Protein preicipitated after Dialysis - (Nov/18/2008 )
Hello Everyone!
I am trying to purify my protein of different sizes with almost equal pI ranging from 5.98 to 6.11. After doing Co column purification, the OD comes out to be fairly good but when I do the dialysis to take out the salts from my protein, my protein get precipitated out. I use 25mM Tris ph 7.8 to dialyse the protein. I am keeping the dialysis bag at 4deg but still it gets precipitated. I am not able to figure out what should I do next. AFter dialysis, I do the HTQ column but the protein quality decreases.. I mean that I am not getting good protein out of it.
Kindly help me.
Thanks
Khushi
Screen for different buffers at different concentrations and different pH. Proteins sometimes are more happy in one buffer than in another (even at the same pH). You can also try to increase the concentration of other salts (NaCl) in your dialysis buffer.
I am trying to purify my protein of different sizes with almost equal pI ranging from 5.98 to 6.11. After doing Co column purification, the OD comes out to be fairly good but when I do the dialysis to take out the salts from my protein, my protein get precipitated out. I use 25mM Tris ph 7.8 to dialyse the protein. I am keeping the dialysis bag at 4deg but still it gets precipitated. I am not able to figure out what should I do next. AFter dialysis, I do the HTQ column but the protein quality decreases.. I mean that I am not getting good protein out of it.
Kindly help me.
Thanks
Khushi
How did you calculate the pI? If it was the theoretical value, you might find that your protein is precipitating because it is close to its actual pI. Try a pH of 6.5-7, or something below your calculated pI, like 4.5 and see if the protein still precipitates.

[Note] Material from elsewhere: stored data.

PR #493, opened 2022-12-08
Ensure user always scrolls to the right place when linking to subsections of pages

mportiz08:
Bug/issue #, if applicable: 102985056

## Summary

There may be times when a user clicks a link to a subsection of another page and isn't scrolled to the appropriate place—this issue is most likely happening more often on uncached, content heavy pages, especially with many and/or large images since the height of the images may be impacting the scroll location before they have fully loaded.

These 2 explicit changes were made to make sure that scrolling consistently goes to the right place in every scenario:

* Updated the `onpageLoadScrollToFragment` mixin so that the logic is also called in the `updated` hook and not just the `mounted` one. This is needed since following a link to a subsection of one documentation page from another actually updates the main component instead of remounting a new one
* Before scrolling, all images are set to eagerly load so that we can wait for them to be inserted on the page before attempting to scroll—otherwise, we may scroll to the wrong place since the loaded images will change the position on the page we need to scroll to.

## Testing

Steps:
1. Run the dev server with `env VUE_APP_DEV_SERVER_PROXY=https://krilnon.github.io/swift-book npm run serve`
2. Open http://localhost:8080/documentation/the-swift-programming-language/basicoperators
3. Click the link to "Overflow Operators" and verify that the page is scrolled to the right heading
4. Test out lots of other pages and links to subsections throughout this content since there are many examples that don't work very well today.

I'd also add some NaCl as suggested.
What buffer is the protein in before dialysis (elution buffer)?
The protein I work with precipitates in Tris, Sodium acetate, phosphate buffers and anything with salt. But MOPs and MES work fine!
I am trying to purify my protein of different sizes with almost equal pI ranging from 5.98 to 6.11. After doing Co column purification, the OD comes out to be fairly good but when I do the dialysis to take out the salts from my protein, my protein get precipitated out. I use 25mM Tris ph 7.8 to dialyse the protein. I am keeping the dialysis bag at 4deg but still it gets precipitated. I am not able to figure out what should I do next. AFter dialysis, I do the HTQ column but the protein quality decreases.. I mean that I am not getting good protein out of it.
Kindly help me.
Thanks
Khushi
most cytosolic proteins need a certain osmolarity for solubility and function; keep more osmolarity to avoid precipitation
I have had this same problem with several proteins. Firstly, if your protein is too much concentrated it is easier to agregate, try to dilute the sample, you can always concentrate it afterwards by using a IEX resine for instance which have quite big capacity. Sometimes adding several additives helps to avoid agreggation: NaCl 150 mM, trehalose 15%, emulfogen 0.1% or triton 0.1%. The pH you want to reach is very important, sometimes you can have agregation because it is nearly the pI of the protein and sometimes because the proteins does not like this pH, who knows why......, Do you really need to use this specific pH?, may be to bind subsequently to another resine?, if not you can find out a different pH more suitable to your protein. I donĀ“t know if you need that you protein was completelly functional, if not, you can use some caothropic agents such us urea 4-6 M or so. I know that sometimes aminoacids such us arginine are useful to avoid agregation.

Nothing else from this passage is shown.